16.01.2014 Parque Nacional Huerquehue

19. January 2014

Pucón liegt im ehemals IX. Verwaltungsbezirk Chiles, der jetzigen Región de la Araucanía. Araukarias oder zu deutsch Araukarien sind Bäume. Und zwar ganz besondere Bäume, denn sie kommen nur in Chile und Argentinien, und auch nur ungefähr in diesen Breiten (39°S) vor. Deshalb ist dieser Verwaltungsbezirk ja auch nach diesen Bäumen benannt. Außerdem sehen sie sehr speziell aus, ihren grob verzweigten Ästen wachsen die Blätter direkt am Holz, ähnlich wie bei Palmen, nur dass die Blätter deutlich kürzer, fast Stummel sind. Bei jungen Araukarien ist auch der gesamte Stamm mit diesen kurzen Stummelblättern bedeckt. Wird der Baum älter, verliert er von unten her seine Blätter, bis am Ende, nach über 1000 Jahren, bis zu 2m dicke astlose Stämme dastehen, die nur oben ein pilzförmiges Dach tragen.

Eine recht junge Araukarie. Wenn das mit den 5cm Wachstum pro Jahr stimmt, duerfte dieser Baum etwa 50 Jahre alt sein. Man sieht den dicht noch dicht beblaetterten oberen Stamm, und den blattlosen unteren Teil.

Unter anderem der Araukarie zu Ehren wurde der Huerquehue-Nationalpark gegründet. Genau genommen ging der Huerquehue aus einem anderen, deutlich größeren Nationalpark hervor, wie aus der offiziellen Karte des Nationalparks hervorgeht. Dieser Nationalpark ist einer von vielen in der Region, wurde mir aber als besonders schön empfohlen und ist von Pucón aus innerhalb einer Stunde mit dem Linienbus zu erreichen.

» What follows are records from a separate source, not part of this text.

PR #836, opened 2020-06-29
fix: diff table - NO DATA ENTERED

dleard:
values of 0 were being treated as falsey in the logic determining whether to display the value or NO DATA ENTERED. I fixed the logic to display the 0 instead of NO DATA ENTERED.
https://youtrack.button.is/issue/GGIRCS-1570

### DIFF
--- a/app/containers/Forms/SummaryEmissionGasFields.tsx
+++ b/app/containers/Forms/SummaryEmissionGasFields.tsx
@@ -59,19 +59,11 @@ const EmissionGasFields: React.FunctionComponent<FieldProps> = (props) => {
           (props.formData.annualEmission || previousEmission) ? (
             <>
               <span className="diffFrom">
-                {previousEmission || previousEmission === 0 ? (
-                  previousEmission
-                ) : (
-                  <i>[No Data Entered]</i>
-                )}
+                {previousEmission ?? <i>[No Data Entered]</i>}
               </span>
               &nbsp;---&gt;&nbsp;
               <span className="diffTo">
-                {props.formData.annualEmission ? (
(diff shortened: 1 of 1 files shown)


app/containers/Forms/SummaryEmissionGasFields.tsx
```diff
@@ -59,7 +59,11 @@ const EmissionGasFields: React.FunctionComponent<FieldProps> = (props) => {
           (props.formData.annualEmission || previousEmission) ? (
             <>
               <span className="diffFrom">
-                {previousEmission ? previousEmission : <i>[No Data Entered]</i>}
+                {previousEmission || previousEmission === 0 ? (
+                  previousEmission
+                ) : (
+                  <i>[No Data Entered]</i>
+                )}
```
matthieu-foucault, line 66:
```suggestion
              previousEmission ?? <i>[No Data Entered]</i>
```
https://developer.mozilla.org/en-US/docs/Web/JavaScript/Reference/Operators/Nullish_coalescing_operator

app/containers/Forms/SummaryEmissionGasFields.tsx
```diff
@@ -90,7 +94,7 @@ const EmissionGasFields: React.FunctionComponent<FieldProps> = (props) => {
           (props.formData.annualCO2e || previousAnnualCO2e) ? (
             <>
               <span className="diffFrom">
-                {previousAnnualCO2e ? (
+                {previousAnnualCO2e || previousAnnualCO2e === 0 ? (
```
matthieu-foucault, line 97: also use nullish coalescing

PR #838, opened 2020-06-30
'Dashboard' button in header

kriscooke:
- Updates 'Industry'/'Admin' label for dashboard button in header to 'Dashboard' per [GGIRCS-1665](https://youtrack.button.is/issue/GGIRCS-1665) (encompasses all roles)
- Improves accessibility of 'Dashboard' and 'Profile' links in header by using anchor tag
  * use of form + submit buttons for the sole purpose of navigation not in line with best practise. 
    - ie: those that use get method with no form data
  * anchor tags gives the user access to the right-click context menu to open in new tab/window, copy link address/text, shows a preview of the target URL on hover, etc.

### DIFF
--- a/app/components/Layout/Header.tsx
+++ b/app/components/Layout/Header.tsx
@@ -33,12 +33,9 @@ const HeaderLayout = ({isLoggedIn = false, isRegistered = false}) => (
                   <Form.Row>
                     {isRegistered && (
                       <Col>
-                        <a
-                          href="/user/profile"
-                          className="btn btn-outline-light"
-                        >
-                          Profile
-                        </a>
+                        <Link href="/user/profile">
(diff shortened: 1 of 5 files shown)


app/components/Layout/Header.tsx
```diff
@@ -45,11 +33,12 @@ const HeaderLayout = ({
                   <Form.Row>
                     {isRegistered && (
                       <Col>
-                        <Form action="/user/profile" method="get">
-                          <Button type="submit" variant="outline-light">
-                            Profile
-                          </Button>
-                        </Form>
+                        <a
```
matthieu-foucault, line 36: This should be using a Nextjs `Link`

kriscooke: Good catch!

PR #839, opened 2020-06-30
Pages for footer links from BCGov

kriscooke:
- Adds content to pages linked in footer per [GGIRCS-1589](https://youtrack.button.is/issue/GGIRCS-1589)
  * Accessibility links to outside BCGov accessibility page (referenced in DevHub) because it hosts a bunch of accessibility resources that don't make sense to copy and host on this site.


app/tests/unit/pages/resources/privacy.test.tsx
```diff
@@ -0,0 +1,27 @@
...
+
+const query: privacyQueryResponse['query'] = {
+  session: {
+    ' $fragmentRefs': {
+      defaultLayout_session: true
+    }
+  }
+};
+
+const router = {
```
dleard, line 14: @kriscooke The router prop shouldn't be necessary for any of these pages, so it can be removed from all the unit tests

kriscooke: It is required, TS complains without. It comes as part of `CiipPageComponentProps`

kriscooke: That said, TS isn't totally happy with what I've got in the query either:
```
No overload matches this call.
  Overload 1 of 2, '(props: Readonly<Props>): Privacy', gave the following error.
    Type '{ query: { applicationId: string; hasSwrsReport: boolean; version: number; }; }' is not assignable to type 'NextRouter'.
      Type '{ query: { applicationId: string; hasSwrsReport: boolean; version: number; }; }' is missing the following properties from type 'BaseRouter': route, pathname, asPath, basePath
  Overload 2 of 2, '(props: Props, context?: any): Privacy', gave the following error.
    Type '{ query: { applicationId: string; hasSwrsReport: boolean; version: number; }; }' is not assignable to type 'NextRouter'.
      Type '{ query: { applicationId: string; hasSwrsReport: boolean; version: number; }; }' is not assignable to type 'BaseRouter'.ts(2769)
next-env.d.ts(16, 3): The expected type comes from property 'router' which is declared here on type 'IntrinsicAttributes & IntrinsicClassAttributes<Privacy> & Readonly<Props> & Readonly<{ children?: ReactNode; }>'
```

dleard: hm. If the router isn't required for all pages that extend CiipPageComponentProps, maybe we should update the interface definition of `router` in `next-env.d.ts` to be optional? @matthieu-foucault thoughts?

dleard: I'm inclined to change the definition to make the router optional in the interface, but this `<ApplicationDisclaimer query={query} router={null} />` will also silence that angry TS message & it's a little more clear in the test file that the contents of router has nothing to do with the test

kriscooke: Me too - went that route since I didn't hear any complaints :)

PR #848, opened 2020-07-03
Set robots header to noindex for non-production environments

kriscooke:
- Configures a middleware setting the `X-Robots-Tag` header for all non-production domains, per [GGIRCS-1631](https://youtrack.button.is/issue/GGIRCS-1631)
  * covers all assets, including static assets like images
  * [read about the directives here](https://developers.google.com/search/reference/robots_meta_tag#directives)

### DIFF
--- a/app/server/index.js
+++ b/app/server/index.js
@@ -154,6 +154,15 @@ app.prepare().then(() => {
   server.use(bodyParser.json());
   server.use(cors());
 
+  // Tell search + crawlers not to index non-production environments:
+  server.use(({res, next}) => {
+    if (!process.env.NAMESPACE || !process.env.NAMESPACE.endsWith('-prod')) {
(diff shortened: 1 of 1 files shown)


app/server/index.js
```diff
@@ -154,6 +154,15 @@ app.prepare().then(() => {
   server.use(bodyParser.json());
   server.use(cors());
 
+  // Tell search + crawlers not to index non-production environments:
+  server.use(({res, next}) => {
+    if (process.env.NODE_ENV !== 'production') {
```
matthieu-foucault, line 159: `NODE_ENV` will be `production` for all namespaces, as defined in the `package.json`'s start script. `process.env.NAMESPACE` is what you want to look at here
```suggestion
    if (!process.env.NAMESPACE || !process.env.NAMESPACE.endsWith('-prod') {
```

kriscooke: Thanks, I'd seen that and was going to ask about it!

PR #849, opened 2020-07-03
Install test analytics module

kriscooke:
Installs test tracker snippet for GDX snowplow analytics, currently intended for test environment only.

### DIFF
--- a/app/pages/_document.tsx
+++ b/app/pages/_document.tsx
@@ -1,5 +1,6 @@
 import React from 'react';
 import Document, {Html, Head, Main, NextScript} from 'next/document';
+import Analytics from 'components/Layout/Analytics';
 
 class MyDocument extends Document {
   render() {
@@ -14,6 +15,7 @@ class MyDocument extends Document {
         <body>
           <Main />
           <NextScript />
+          <Analytics />
         </body>
       </Html>
     );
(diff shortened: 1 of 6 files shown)


matthieu-foucault:
@kriscooke I would suggest adding an `ENABLE_ANALYTICS` env var in the relay runtime config. That variable should be defined from our helm chart (in the `helm/cas-ciip-portal/templates/deploy.yaml` template). Maybe with something like:

```yaml
analytics:
  enable: false
```
in our default values.yaml, and set to true in the dev and test values

helm/cas-ciip-portal/templates/deploy.yaml
```diff
@@ -61,6 +61,8 @@ spec:
             value: {{ .Values.env.adminEmail }}
           - name: FEEDBACK_SITE_URL
             value: {{ .Values.fider.host }}
+          - name: ENABLE_ANALYTICS
+            value: {{ .Values.analytics.enable }}
```
matthieu-foucault, line 65: k8s environment variables have to be strings
```suggestion
            value: {{ .Values.analytics.enable | quote }}
```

Am Donnerstag hatte ich meinen freien Tag, und den wollte ich gebührend feiern. Ursprünglich wollte ich eine der kostenlosen täglichen Stadtführungen mitmachen und den Nachmittag am Strand verfaulenzen. Aber dann war die Anziehungskraft des Nationalparks doch stärker und ich habe mich am Mittwoch genauer mit der Anfahrt zum Nationalpark beschäftigt. Meine Kollegen hatten mir schon ungefähr erklärt, wo der Bus abfährt, und dass man für den ersten von vieren eine halbe Stunde eher da sein sollte. Da der erste Bus Richtung Nationalpark 8:30 Uhr fährt und der nächste erst 13:00 Uhr, habe ich sicherheitshalber noch Mittwoch Abend den Busbahnhof gesucht und mich am Kiosk nach den Gegebenheiten erkundigt. Tatsächlich: “um 8 da sein, spätestens zehn nach 8″.

Auf dem Ñirrico.

Als ich zwei Minuten vor um 8 am nächsten Tag im Bus Platz nahm, war ich die erste. Der Fahrer hatte noch nicht mal die Anzeigetafel im Fenster ausgetauscht. Zehn nach 8 gab es noch Plätze, aber zehn vor halb 9 wurden die ersten Stehplätze eingenommen. Als wir kurz nach halb 9 losfuhren, war der Bus – dem Standard nach eher mit einem Fernbus vergleichbar – nach europäischen Maßstäben voll, im Gang standen etwa ein Dutzend Menschen. Unterwegs hielten wir mehrmals im Nirgendwo an um weitere Passagiere mitzunehmen. Bis zu den ersten Stationen, an denen Menschen ausstiegen, war der Bus auch nach chilenischen Maßstäben voll, so dicht gedrängt, dass wenigstens niemand umfallen konnte. Die Luft war zum Schneiden, aber immerhin, ich konnte sitzen.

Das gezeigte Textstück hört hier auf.